De zogenaamde 'één procent' van de allerhoogste verdieners deden het tot het begin van de jaren 2000 beter, maar ook zij hebben sinds de crisis te maken met dalende beschikbare inkomens.
Volgens de Financiële tijden het aandeel van de totale belastinginkomsten daalde voor deze groep van 13,4 procent naar 12,3 procent tussen 2007/8 en 2014/15, terwijl het aandeel van de totale belastinginkomsten toenam van 24 procent naar 27 procent.
Kortom, de zeer rijken verdienen minder en betalen meer belasting in een meer 'progressief' systeem.
En armoede?
Het is nog iets ingewikkelder.
De relatieve armoede, het aandeel mensen dat minder dan 60 procent van het nationale gemiddelde inkomen verdient, was tussen 1995/1996 en 2015/2016 vrijwel onveranderd op iets meer dan 20 procent, Volledig feit .
De absolute armoede, die het aandeel volgt van mensen die vijf jaar eerder minder dan 60 procent van het inkomen verdienden, daalde in die tijd aanzienlijk van 40 procent tot ongeveer 20 procent.

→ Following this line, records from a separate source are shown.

PR #252, opened 2018-01-04
BOAC-333, fix workflow to 'create cohort'; put 'Intensive' name to feed

johncrossman:
https://jira.ets.berkeley.edu/jira/browse/BOAC-333

Fix regressions caused by 'bookmarkability' work.


raydavis:
Looks reasonable from here, @johncrossman -- I'll merge post-Travis

PR #254, opened 2018-01-04
BOAC-327 Cohort dropdown: use ui-router to force reload

paulkerschen:
https://jira.ets.berkeley.edu/jira/browse/BOAC-327

This ensures that selecting a dropdown item forces a reload of the original criteria, even if the browser location hasn't changed in the meantime.


johncrossman:
Nifty use of `ui-sref`, @paulkerschen

PR #255, opened 2018-01-04
BOAC-314 Merge Course Student Assignments Analytics data (server-side)

raydavis:
https://jira.ets.berkeley.edu/jira/browse/BOAC-314

The merged data does not yet appear in the UX, so this change is not aimed for QA and the first production release.


paulkerschen:
Thanks, @raydavis, looks right from here.

PR #257, opened 2018-01-05
BOAC-319, selected filters are reflected in $location.search (browser URL); prep for 'Return to results'

johncrossman:
https://jira.ets.berkeley.edu/jira/browse/BOAC-319

Noteworthy:
* cohort APIs `/api/cohorts/all` and `/api/cohorts/my` no longer include full student list per cohort, but `totalMemberCount` is included.
* `/cohort/:code` route is now `/cohort?c=`. This allows us to change `$location` args without re-init of Angularjs controller. See 'reloadOnSearch: false'.
* Bookmarkable searches is precursor to 'Return to results' from student profile. A second PR will need to finish the job. (Parameter names are quite concise – e.g., 'g' for 'gpaRanges' – in order to shorten URLs as much as possible.) 

Use `w=1` for easier PR read.


boac/static/app/cohort/cohortController.js
```diff
@@ -367,35 +375,66 @@
...
+                $scope.isLoading = false;
+                // Track view event
+                if (isNaN($scope.cohort.code)) {
+                  googleAnalyticsService.track('team', 'view', $scope.cohort.code + ': ' + $scope.cohort.name);
+                } else {
+                  googleAnalyticsService.track('cohort', 'view', $scope.cohort.name, $scope.cohort.code);
+                }
+              });
+            });
+          }
```
johncrossman: Required restructuring of `init()` above because these steps are necessary:
1. what are search-filter options
2. per request parameters, which options should be 'selected=true'
3. perform search with requested args

boac/static/app/routes.js
```diff
@@ -25,9 +25,10 @@
         isPublic: true
       })
       .state('cohort', {
-        url: '/cohort/:code',
+        url: '/cohort?c',
         templateUrl: '/static/app/cohort/cohort.html',
-        controller: 'CohortController'
+        controller: 'CohortController',
+        reloadOnSearch: false
```
johncrossman: From AngularJS docs:
_**reloadOnSearch:** Boolean (default true). If false will not retrigger the same state just because a search/query parameter has changed. Useful for when you'd like to modify $location.search() without triggering a reload._

paulkerschen:
Thanks for the documentation on reloadOnSearch, @johncrossman. Looks good to me!

PR #273, opened 2018-01-08
BOAC-288 Clean up extra whitespace from SIS Student API

paulkerschen:
https://jira.ets.berkeley.edu/jira/browse/BOAC-288

Follow-up to #242.


johncrossman:
[insert vacuum sound here]  Thx, @paulkerschen

PR #287, opened 2018-01-09
BOAC-342, natural level order is Freshman, Soph, Junior, etc., not alpha

johncrossman:
https://jira.ets.berkeley.edu/jira/browse/BOAC-342

Followed tip: https://stackoverflow.com/questions/866465/order-by-the-in-value-list


tox.ini
```diff
@@ -48,7 +48,7 @@ exclude =
 format = ${cyan}%(path)s${reset}:${yellow_bold}%(row)d${reset}:${green_bold}%(col)d${reset}: ${red_bold}%(code)s${reset} %(text)s
 ignore = E731,I201
 import-order-style = google
-max-complexity = 11
+max-complexity = 10
```
johncrossman: `max-complexity` is back to what it was.

raydavis:
Nice!

PR #295, opened 2018-01-09
BOAC-349 Fix clip path, overflow for users on matrix

paulkerschen:
https://jira.ets.berkeley.edu/jira/browse/BOAC-349


johncrossman:
Users on the matrix thank you, @paulkerschen

PR #300, opened 2018-01-10
BOAC-355, gulp dist --allow-root in same block as other npm installs

johncrossman:
https://jira.ets.berkeley.edu/jira/browse/BOAC-355

Okay, one last try – I'm hoping `--allow-root` is the secret sauce. And, I neglected to include necessary `gulpfile.js` in buildspec.

If does not work, I'll revert, set up my own pipeline, get it right and then submit proper PR.

### DIFF
--- a/.ebextensions/01_create_apache_conf.config
+++ b/.ebextensions/01_create_apache_conf.config
@@ -1,19 +1,6 @@
 #
 # Apache configuration files and keys.
 #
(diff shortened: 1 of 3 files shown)


raydavis:
Thank you for continuing to hammer on this, @johncrossman . Visibility is sure poor inside that cloud...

Met name de armoede onder gepensioneerden daalde sterker als gevolg van beleidsmaatregelen zoals de 'triple lock' van pensioenen van meer dan 50 procent tot ongeveer 15 procent.

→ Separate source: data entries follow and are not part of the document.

PR #301, opened 2018-01-10
BOAC-349 Even expanded heads do not deserve to be cut off

paulkerschen:
https://jira.ets.berkeley.edu/jira/browse/BOAC-349

Follow-up to #295.


johncrossman:
The Coneheads (from France) thank you, @paulkerschen

PR #303, opened 2018-01-10
BOAC-355, revert changes to rev js and css files, then do it right

johncrossman:
https://jira.ets.berkeley.edu/jira/browse/BOAC-355

Reverting all commits of BOAC-355.

`eb-deploy` has won this battle. I will set up a personal Pipeline and consider using buildspec to do the `gulp dist` / bower install.


raydavis:
You'll whup 'em yet, @johncrossman !

PR #883, opened 2018-09-17
BOAC-1256, /admin gets demo-mode toggle and users organized by dept

johncrossman:
https://jira.ets.berkeley.edu/jira/browse/BOAC-1256


paulkerschen:
`admin-accordion` is the boss accordion.

PR #884, opened 2018-09-18
BOAC-1263, delete-cohort modal fix; save-cohort post op fix

johncrossman:
https://jira.ets.berkeley.edu/jira/browse/BOAC-1263
https://jira.ets.berkeley.edu/jira/browse/BOAC-1251

Also, removed pointless listener in homeController.


paulkerschen:
Where would we be without Teena?

PR #887, opened 2018-09-19
BOAC-1253 Disable zoom on matrix view

paulkerschen:
https://jira.ets.berkeley.edu/jira/browse/BOAC-1253


raydavis:
It was fun while it lasted.

PR #892, opened 2018-09-20
BOAC-1255, alert-count per student on course page; test coverage

johncrossman:
https://jira.ets.berkeley.edu/jira/browse/BOAC-1255

Reusability is the word that you heard.


paulkerschen:
They might be cool kids, but they still have to turn in their homework.

PR #895, opened 2018-09-20
BOAC-1269, 'Cancel' button must show after initial filter category is selected

johncrossman:
https://jira.ets.berkeley.edu/jira/browse/BOAC-1269

As Teena expects.


paulkerschen:
You can't outsmart Teena.

PR #897, opened 2018-09-21
BOAC-1237 Today becomes yesterday at midnight browser time

paulkerschen:
https://jira.ets.berkeley.edu/jira/browse/BOAC-1237


johncrossman:
Life according to browser time.

PR #901, opened 2018-09-21
BOAC-1271, noop callback for rename cohort; create cohort callback fix

johncrossman:
https://jira.ets.berkeley.edu/jira/browse/BOAC-1271

The previous PR done broke the create cohort callback.


paulkerschen:
Give it a noop!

Even opmerkelijk is de Joseph Rowntree Foundation zegt dat kinderarmoede – het meten van het aandeel kinderen dat in een huis in relatieve armoede leeft – momenteel toeneemt als gevolg van specifieke hervormingen van de uitkeringen.
Wat betekent dit allemaal?
Een belangrijk punt bij dit alles is dat het absolute welvaartsniveau in het VK geen gelijke tred heeft gehouden met de inflatie. Volgens de Resolution Foundation is het gemiddelde totale vermogen per huishouden in het VK gedaald van £ 99.000 in 2006-2008 tot £ 84.000 in 2012-2014.
Ook de reële inkomens zijn sinds de crisis globaal genomen gedaald en zullen naar verwachting pas in 2022 terugkeren naar het niveau van vóór 2008 .
Dus hoewel het beeld over armoede gemengd maar zeker niet verwoestend is – en de inkomensongelijkheid, vooral sinds de invoering van het nationale leefloon, een bescheiden daling vertoont – zijn mensen over het algemeen gemiddeld slechter af.
In een tijd waarin de kosten van levensonderhoud stijgen, wat degenen aan de onderkant van de inkomensverdeling het meest treft, verklaart dit misschien waarom zoveel mensen zich zo in de steek gelaten voelen.